Dans notre démarche visant à favoriser l’accessibilité aux soins des populations les plus vulnérables, nous ne devons jamais par notre présence affaiblir le système de santé publique. Or, dans un souci pourtant louable d’engager du personnel de santé local, les ONG médicales peuvent y participer, beaucoup de médecins recherchant cet engagement par des ONG au détriment de leur propre système de santé, et pas seulement pour des questions salariales comme nous l’avons déjà évoqué.
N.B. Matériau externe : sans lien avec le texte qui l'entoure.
PR #773, opened 2019-08-06
Make Attaching an Empty Dict Behave the Same as Using it Directly

felixhandte:
When using an empty dictionary, we bail out of loading or attaching it in
ways that leave the working context in potentially slightly different states.
In particular, in some paths, we will cause the currentOffset to be non-zero,
while in others we would allow it to remain 0.

This difference in behavior is perfectly harmless, but in some situations, it
can produce slight differences in the compressed output. For sanity's sake,
we currently try to maintain a strict correspondence between the behavior of
the dict attachment and the dict loading paths. This patch restores them to
behaving identically.

This shouldn't have any negative side-effects, as far as I can tell. When
writing the dict attachment code, I tried to preserve zeroed currentOffsets
when possible, since they benchmarked as very slightly faster. However, the
case of attaching an empty dictionary is probably rare enought that it's
acceptable to minisculely degrade performance in that corner case.

This split in behavior could previously be observed with:

```
make -C tests fuzzer
tests/fuzzer -s240 -t284906 -i284907
tests/fuzzer -s1330 -t3796126 -i3796127
```

These tests now pass.

### DIFF
--- a/lib/lz4.c
+++ b/lib/lz4.c
@@ -1429,6 +1429,10 @@ int LZ4_loadDict (LZ4_stream_t* LZ4_dict, const char* dictionary, int dictSize)
 }
 
 void LZ4_attach_dictionary(LZ4_stream_t* workingStream, const LZ4_stream_t* dictionaryStream) {
+    DEBUGLOG(4, "LZ4_attach_dictionary (%p, %p, size %d)",
+        workingStream, dictionaryStream, dictionaryStream != NULL ?
+        dictionaryStream->internal_donotuse.dictSize : 0);
+
     /* Calling LZ4_resetStream_fast() here makes sure that changes will not be
      * erased by subsequent calls to LZ4_resetStream_fast() in case stream was
      * marked as having dirty context, e.g. requiring full reset.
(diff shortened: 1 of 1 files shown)


Cyan4973:
Thanks for explanation @felixhandte .

Is this issue supposed to be present since a long time ? Or has it been introduced recently ?

The only difference I could spot is : 
`if (dictionary_stream != NULL) {` 
which became
` if (dictionaryStream != NULL && dictionaryStream->internal_donotuse.dictSize > 0) {`
which was introduced in 1f236e0790ab28a223e89bbb8e65d3ed067adc89
likely as a fix from a failed oss-fuzz test.

But it's unclear to me if such a change, which targets empty dictionaries, could have produced this impact.

I tried the same `fuzzer` test on v1.9.1, and it passed flawlessly.
Though it's unclear if using the same `seed` and test nb results in generating the exact same test,
since it's enough to change one previous test in the loop to modify random parameters of later tests in the same loop...

felixhandte:
Yeah, I think that was the culprit. I think these additional changes should fix the test failure.

terrelln:
I'm surprised those tests weren't failing before, since I observed out-of-bounds indices causing assert failures in oss-fuzz when attaching an empty dictionary in oss-fuzz.

Cyan4973:
Let's merge it, so that oss-fuzz can pick it up, and check it's working fine.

Lors de crises ou de catastrophes d’origine naturelle majeures, l’engagement massif de personnel local pour un temps limité a souvent pour conséquence de provoquer un grand déséquilibre dans le système de santé du pays sinistré. Après les bombardements sur la bande de Gaza en 2008, la plupart des ONG ont ainsi décidé de se lancer dans la santé mentale pour répondre au stress post-traumatique de la population. Elles ont ainsi engagé massivement, avec des salaires bien supérieurs à ceux pratiqués à Gaza, des psychologues palestiniens formés par le Gaza Community Mental Health Programme et qui travaillaient pour cette institution. Quelques mois plus tard, tous ces professionnels étaient remerciés par les ONG qui avaient mis fin à leur projet d’urgence. C’est le Dr Eyad El Sarraj, directeur-fondateur de cette remarquable institution – avec qui nous avions collaboré au début des années 1990 – qui nous avait interpellés sur ce type de dégâts collatéraux provoqués par l’intervention des ONG humanitaires.
Au risque de nous répéter, la responsabilité des pénuries et des mécanismes pour tenter de les combler est évidemment très partagée entre les gouvernements des pays occidentaux et ceux des pays défavorisés. Les premiers, parce qu’ils ne forment pas assez de personnel pour soigner leur population et s’appuient, pour compenser leur inaction et leur manque de vison, sur le personnel de santé des pays moins favorisés. Et les seconds, pour leur manque de moyens, certes, mais aussi de volonté politique d’investir des budgets en santé pour développer des services accessibles à la population. Ils pourraient sans doute y parvenir si l’on introduisait enfin une couverture universelle de santé et s’ils garantissaient des conditions de travail et des salaires décents à leurs personnels de santé. Ainsi éviteraient-ils que ces derniers, après leur formation, ne rêvent trop souvent malgré tout que d’une chose : émigrer vers les pays occidentaux.